INSTRUCTIONS FOR THE TASK -
Write out the following listing's lines from the one with "PR #5874, opened 2020-06-20" to the one with "### LINKED ISSUE #5469: c7n: generic", exactly, with both included and no others.

-- AVAILABLE DATA follows --

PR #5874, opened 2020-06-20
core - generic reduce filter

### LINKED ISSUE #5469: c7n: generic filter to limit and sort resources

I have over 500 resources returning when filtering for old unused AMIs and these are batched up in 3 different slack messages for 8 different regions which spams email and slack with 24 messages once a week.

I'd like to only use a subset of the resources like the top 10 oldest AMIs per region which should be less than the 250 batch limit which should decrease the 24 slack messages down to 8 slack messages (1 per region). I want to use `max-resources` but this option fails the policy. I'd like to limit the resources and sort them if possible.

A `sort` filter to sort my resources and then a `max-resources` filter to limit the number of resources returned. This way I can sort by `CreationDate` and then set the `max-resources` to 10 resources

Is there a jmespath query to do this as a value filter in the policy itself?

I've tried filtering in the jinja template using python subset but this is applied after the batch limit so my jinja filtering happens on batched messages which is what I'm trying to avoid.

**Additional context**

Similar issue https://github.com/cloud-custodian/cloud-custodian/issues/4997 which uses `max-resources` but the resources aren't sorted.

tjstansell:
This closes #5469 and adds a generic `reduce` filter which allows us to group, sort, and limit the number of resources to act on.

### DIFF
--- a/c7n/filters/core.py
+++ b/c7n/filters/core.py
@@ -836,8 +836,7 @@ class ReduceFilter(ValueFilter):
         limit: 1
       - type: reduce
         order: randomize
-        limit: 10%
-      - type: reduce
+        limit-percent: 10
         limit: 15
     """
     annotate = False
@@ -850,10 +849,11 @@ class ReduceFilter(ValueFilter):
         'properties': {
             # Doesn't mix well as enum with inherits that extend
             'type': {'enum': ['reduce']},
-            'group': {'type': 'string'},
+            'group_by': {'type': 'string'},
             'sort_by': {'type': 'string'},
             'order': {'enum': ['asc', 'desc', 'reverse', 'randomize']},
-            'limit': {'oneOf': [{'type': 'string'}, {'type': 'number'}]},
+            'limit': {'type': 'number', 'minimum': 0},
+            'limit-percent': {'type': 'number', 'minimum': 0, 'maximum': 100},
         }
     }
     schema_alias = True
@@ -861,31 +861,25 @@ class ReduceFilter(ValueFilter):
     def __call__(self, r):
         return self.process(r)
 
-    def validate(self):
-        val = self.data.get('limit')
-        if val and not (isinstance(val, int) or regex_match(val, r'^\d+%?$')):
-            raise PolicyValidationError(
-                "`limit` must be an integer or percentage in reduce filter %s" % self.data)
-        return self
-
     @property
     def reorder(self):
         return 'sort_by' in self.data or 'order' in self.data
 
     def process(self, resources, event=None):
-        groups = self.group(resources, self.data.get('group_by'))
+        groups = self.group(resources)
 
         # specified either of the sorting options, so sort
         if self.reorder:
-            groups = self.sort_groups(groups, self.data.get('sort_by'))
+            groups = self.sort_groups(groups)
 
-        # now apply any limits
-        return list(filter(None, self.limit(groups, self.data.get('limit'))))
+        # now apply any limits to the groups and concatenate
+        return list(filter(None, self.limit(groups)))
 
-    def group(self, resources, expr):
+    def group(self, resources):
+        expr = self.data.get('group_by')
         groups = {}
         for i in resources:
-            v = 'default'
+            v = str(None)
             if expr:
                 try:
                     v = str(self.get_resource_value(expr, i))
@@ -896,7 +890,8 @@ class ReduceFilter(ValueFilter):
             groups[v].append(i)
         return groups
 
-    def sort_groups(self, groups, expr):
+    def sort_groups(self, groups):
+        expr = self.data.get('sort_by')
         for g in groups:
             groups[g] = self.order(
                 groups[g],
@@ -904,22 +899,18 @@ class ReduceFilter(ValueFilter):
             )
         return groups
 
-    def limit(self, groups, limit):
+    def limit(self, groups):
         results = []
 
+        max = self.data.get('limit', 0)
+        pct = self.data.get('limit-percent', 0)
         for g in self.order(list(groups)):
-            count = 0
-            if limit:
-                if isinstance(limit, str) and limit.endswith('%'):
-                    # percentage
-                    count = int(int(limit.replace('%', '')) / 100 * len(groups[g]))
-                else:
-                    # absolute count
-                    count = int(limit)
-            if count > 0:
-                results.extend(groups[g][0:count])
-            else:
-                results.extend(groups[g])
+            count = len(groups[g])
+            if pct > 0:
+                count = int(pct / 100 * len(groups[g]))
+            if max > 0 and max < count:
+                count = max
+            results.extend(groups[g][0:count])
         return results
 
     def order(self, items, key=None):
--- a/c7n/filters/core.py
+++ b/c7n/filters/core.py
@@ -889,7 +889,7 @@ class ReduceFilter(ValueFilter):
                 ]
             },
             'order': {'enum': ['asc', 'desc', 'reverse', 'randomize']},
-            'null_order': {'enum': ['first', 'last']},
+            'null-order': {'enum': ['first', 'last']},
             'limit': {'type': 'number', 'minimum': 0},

-- AVAILABLE DATA concluded --
-- AVAILABLE DATA follows --

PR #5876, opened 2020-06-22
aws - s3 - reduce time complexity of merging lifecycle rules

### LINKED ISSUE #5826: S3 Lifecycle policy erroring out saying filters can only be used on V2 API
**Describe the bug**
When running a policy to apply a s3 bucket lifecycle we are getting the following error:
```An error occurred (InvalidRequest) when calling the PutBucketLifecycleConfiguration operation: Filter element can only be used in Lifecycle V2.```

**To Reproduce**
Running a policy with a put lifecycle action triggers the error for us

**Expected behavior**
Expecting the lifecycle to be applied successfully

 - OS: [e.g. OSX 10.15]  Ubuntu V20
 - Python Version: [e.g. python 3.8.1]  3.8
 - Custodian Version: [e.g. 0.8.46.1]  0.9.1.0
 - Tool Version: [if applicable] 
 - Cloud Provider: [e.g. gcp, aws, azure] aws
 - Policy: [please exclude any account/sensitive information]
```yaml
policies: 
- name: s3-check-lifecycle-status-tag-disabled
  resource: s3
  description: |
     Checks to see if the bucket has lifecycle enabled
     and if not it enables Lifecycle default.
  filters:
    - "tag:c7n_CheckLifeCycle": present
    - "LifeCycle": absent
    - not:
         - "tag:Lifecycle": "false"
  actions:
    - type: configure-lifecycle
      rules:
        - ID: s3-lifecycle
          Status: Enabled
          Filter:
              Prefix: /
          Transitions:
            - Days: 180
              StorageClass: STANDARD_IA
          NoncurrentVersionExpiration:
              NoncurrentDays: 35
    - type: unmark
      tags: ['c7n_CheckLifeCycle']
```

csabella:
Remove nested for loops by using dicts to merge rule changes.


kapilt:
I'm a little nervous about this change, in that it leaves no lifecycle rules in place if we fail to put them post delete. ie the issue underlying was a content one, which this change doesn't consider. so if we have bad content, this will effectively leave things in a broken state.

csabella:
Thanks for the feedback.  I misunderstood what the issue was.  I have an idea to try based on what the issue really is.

-- AVAILABLE DATA concluded --
-- AVAILABLE DATA follows --

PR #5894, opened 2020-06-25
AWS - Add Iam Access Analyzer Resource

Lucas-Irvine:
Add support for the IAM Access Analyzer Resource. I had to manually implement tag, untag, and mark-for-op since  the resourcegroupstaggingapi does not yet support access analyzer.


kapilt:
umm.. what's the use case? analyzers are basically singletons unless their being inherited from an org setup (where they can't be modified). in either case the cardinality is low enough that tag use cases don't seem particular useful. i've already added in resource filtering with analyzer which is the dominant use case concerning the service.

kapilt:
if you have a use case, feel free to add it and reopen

-- AVAILABLE DATA concluded --

REPLY TO THE EXERCISE -
PR #5874, opened 2020-06-20
core - generic reduce filter

### LINKED ISSUE #5469: c7n: generic filter to limit and sort resources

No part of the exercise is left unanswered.